Angle-Dependent {\it Ab initio} Low-Energy Hamiltonians for a Relaxed Twisted Bilayer Graphene Heterostructure
arXiv:1908.00058
The paper develops efficient, angle‑dependent low‑energy Hamiltonians for relaxed twisted bilayer graphene by combining continuum elasticity, DFT‑based Wannier tight‑binding, and projection near the Dirac points, extracting intra‑layer pseudo‑gauge fields and inter‑layer coupling terms across a range of twist angles.
Abstract
We present efficient angle-dependent low-energy Hamiltonians to describe the properties of the twisted bilayer graphene (tBLG) heterostructure, based on {\it ab initio} calculations of mechanical relxation and electronic structure. The angle-dependent relaxed atomic geometry is determined by continuum elasticity theory, which induces both in-plane and out-of-plane deformations in the stacked graphene layers. The electronic properties corresponding to the deformed geometry are derived from a Wannier transformation to local interactions obtained from Density Functional Theory calculations. With these {\it ab initio} tight-binding Hamiltonians of the relaxed heterostructure, the low-energy effective theories are derived from the projections near Dirac cones at K valleys.

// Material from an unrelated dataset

PR #2229, opened 2019-02-09
Simplify calculation of expanded_income

martinholmer:
After reviewing how JCT, CBO, and TPC define expanded income, the changes in #2194 seem undesirable for a couple of reasons: (1) they make it more difficult for users who want to define their own expanded-income concept by adding or subtracting items from the Tax-Calculator's concept of expanded income, and (2) the limited data available to Tax-Calculator make the #2194 changes incorrect because of the inclusion of defined-benefit pension benefits in `e01500`.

For twist angles ranging from 0.7$^\circ$ to 4$^\circ$, we extract both the intra-layer pseudo-gauge fields and the inter-layer coupling terms in the low-energy Hamiltonians, which extend the conventional low-energy continuum models. We further include the momentum dependent inter-layer scattering terms which give rise to the particle-hole asymmetric features of the electronic structure. Our model Hamiltonians can serve as a starting point for formulating physically meaningful, accurate interacting electron theories.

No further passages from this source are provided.